## [PROVIDED RECORDS]
PR #1340, opened 2026-03-31
Bump minimal version of cmdliner to 2.0

Halbaroth:
Changes:
- Bump the minimal version of `cmdliner` to 2.0.
- Bump the minimal version of `js_of_ocaml` to 6.2.0. This version is
  compatible both with cmdliner < 2.0 and cmdliner 2. The latest release
  of js_of_ocaml contains a bug
  (see https://github.com/ocsigen/js_of_ocaml/issues/2209). 
  We must use js_of_ocaml 6.2.0 until the next release of the compiler.
  Unfortunately, they dropped support for OCaml compiler < 4.13, which means we cannot compile our JavaScript artifact  for the old versions of the compiler.
- Bump `ocp-indent` to 1.9.0 as 1.8.1 depends on `cmdliner` < 2.0.
- Update OCaml versions in the CI (4.14.1 -> 4.14.3 and 5.0 -> 5.4.0).
- Bump the nixpkgs version to 25.11. The release `24.05` didn't contain this patch https://github.com/NixOS/nixpkgs/commit/69ca7055ae35b751e62099e51200fcb280b8f448.

### DIFF
--- a/nix/sources.json
+++ b/nix/sources.json
@@ -26,15 +26,15 @@
         "version": "dev"
     },
     "nixpkgs": {
-        "branch": "release-24.05",
+        "branch": "release-25.11",
         "description": "Nix Packages collection",
         "homepage": null,
         "owner": "NixOS",
         "repo": "nixpkgs",
-        "rev": "b260a95463a8f5f9094527c05329d79527e5a4aa",
-        "sha256": "0qlnwrha950kflbnfsl39mrdkkll3663bssjlxrrm7w1qnbbbp1n",
+        "rev": "e4f687fc1caadcb540453a2ce7ea9c9f2763434d",
+        "sha256": "089xw68v2sk4i3pra095qaqqs31j5b482j4bl7lw9qwrl9bni91n",
         "type": "tarball",
-        "url": "https://github.com/NixOS/nixpkgs/archive/b260a95463a8f5f9094527c05329d79527e5a4aa.tar.gz",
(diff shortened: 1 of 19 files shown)


nix/sources.json
```diff
@@ -26,15 +26,15 @@
         "version": "dev"
     },
     "nixpkgs": {
-        "branch": "release-24.05",
+        "branch": "nixos-unstable",
```
bclement-ocp: I'd prefer if we kept on a stable branch if possible -- I think 25.11 should have cmdliner 2?

bclement-ocp:
I think the opam lockfiles need some care :sob:

nix/sources.json
Halbaroth: Sadly, https://search.nixos.org/packages?channel=25.11&query=cmdliner

I will override the package.

Halbaroth:
Hallelujah! It is ready for a second pass :)
There is two commits:
- Update the workflows with many fixes for the CI
- Bump the minimal version of cmdliner to 2.0

src/bin/js/dune
```diff
@@ -31,7 +31,7 @@
  )
  (modules worker_js options_interface)
  (modes byte js)
- (js_of_ocaml (flags --no-source-map +toplevel.js +dynlink.js))
+ (js_of_ocaml (flags +toplevel.js +dynlink.js))
```
bclement-ocp, line 34: I'm not going to ask 🙈

bclement-ocp (approved):
🚀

## [EXERCISE DESCRIPTION]
Beginning at the top of the records above, transcribe each line exactly up to and including the line that holds "(see https://github.com/ocsigen/js_of_ocaml/issues/2209).".

## [ANSWER SECTION]
PR #1340, opened 2026-03-31
Bump minimal version of cmdliner to 2.0

Halbaroth:
Changes:
- Bump the minimal version of `cmdliner` to 2.0.
- Bump the minimal version of `js_of_ocaml` to 6.2.0. This version is
  compatible both with cmdliner < 2.0 and cmdliner 2. The latest release
  of js_of_ocaml contains a bug
  (see https://github.com/ocsigen/js_of_ocaml/issues/2209). 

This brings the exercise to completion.